#### PROVIDED DATA ####
PR #145, opened 2024-03-21
Fix #142

### LINKED ISSUE #142: Additional page gets displayed when only one is specified in the bibliography entry
Since #104, I believe, single page numbers in the `pages` field (`.bib`) or in the `page-range` field (`.yml`) no longer render correctly. It always adds the following page as well, turning `p. 103`, for example, into `p. 103 -- 104`. Note that, whatever the CSL style uses as a word for `page` does not get pluralized.

This can be reproduced with just about any simple entry and many styles, like the default IEEE.
https://typst.app/project/rxfSNvq9A61PlAievgf9sa

DerDrodt:
Fix #142.

Page ranges are now `RangeInclusive<i32>`, which fits the semantics of a page range better. Also changes how single pages are turned to ranges: `4` now becomes the inclusive range `4..=4`, which fits.

Also, in citationberg, ranges where start and end are the same only render start.

Depends on typst/citationberg#12.

This is just a quick fix until I find time to rework page ranges.

### DIFF
--- a/Cargo.toml
+++ b/Cargo.toml
@@ -17,7 +17,7 @@ archive = ["ciborium"]
 csl-json = ["citationberg/json"]
 
 [dependencies]
-citationberg = "0.3.0"
+citationberg = { git = "https://github.com/typst/citationberg.git" }
 indexmap = { version = "2.0.2", features = ["serde"] }
 numerals = "0.1.4"
 paste = "1.0.14"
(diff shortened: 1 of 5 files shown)


reknih:
typst/citationberg#142 is merged, so you can now add a [patch](https://doc.rust-lang.org/cargo/reference/overriding-dependencies.html#the-patch-section) to the `Cargo.toml` so we can merge this with passing CI.

reknih:
Thank you!

MangoIV:
is this in any release typst version? I'm running into this problem but I cannot get this to actually use a single page...

reknih:
This will land in Typst 0.12 for which we expect a preview version this week. I will review this PR today.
####
PROMPT —
Exact copies of the lines from the one containing "https://typst.app/project/rxfSNvq9A61PlAievgf9sa" through the final line of the records are all the answer should hold.

ANSWER FOR THIS EXERCISE —
https://typst.app/project/rxfSNvq9A61PlAievgf9sa

DerDrodt:
Fix #142.

Page ranges are now `RangeInclusive<i32>`, which fits the semantics of a page range better. Also changes how single pages are turned to ranges: `4` now becomes the inclusive range `4..=4`, which fits.

Also, in citationberg, ranges where start and end are the same only render start.

Depends on typst/citationberg#12.

This is just a quick fix until I find time to rework page ranges.

### DIFF
--- a/Cargo.toml
+++ b/Cargo.toml
@@ -17,7 +17,7 @@ archive = ["ciborium"]
 csl-json = ["citationberg/json"]
 
 [dependencies]
-citationberg = "0.3.0"
+citationberg = { git = "https://github.com/typst/citationberg.git" }
 indexmap = { version = "2.0.2", features = ["serde"] }
 numerals = "0.1.4"
 paste = "1.0.14"
(diff shortened: 1 of 5 files shown)


reknih:
typst/citationberg#142 is merged, so you can now add a [patch](https://doc.rust-lang.org/cargo/reference/overriding-dependencies.html#the-patch-section) to the `Cargo.toml` so we can merge this with passing CI.

reknih:
Thank you!

MangoIV:
is this in any release typst version? I'm running into this problem but I cannot get this to actually use a single page...

reknih:
This will land in Typst 0.12 for which we expect a preview version this week. I will review this PR today.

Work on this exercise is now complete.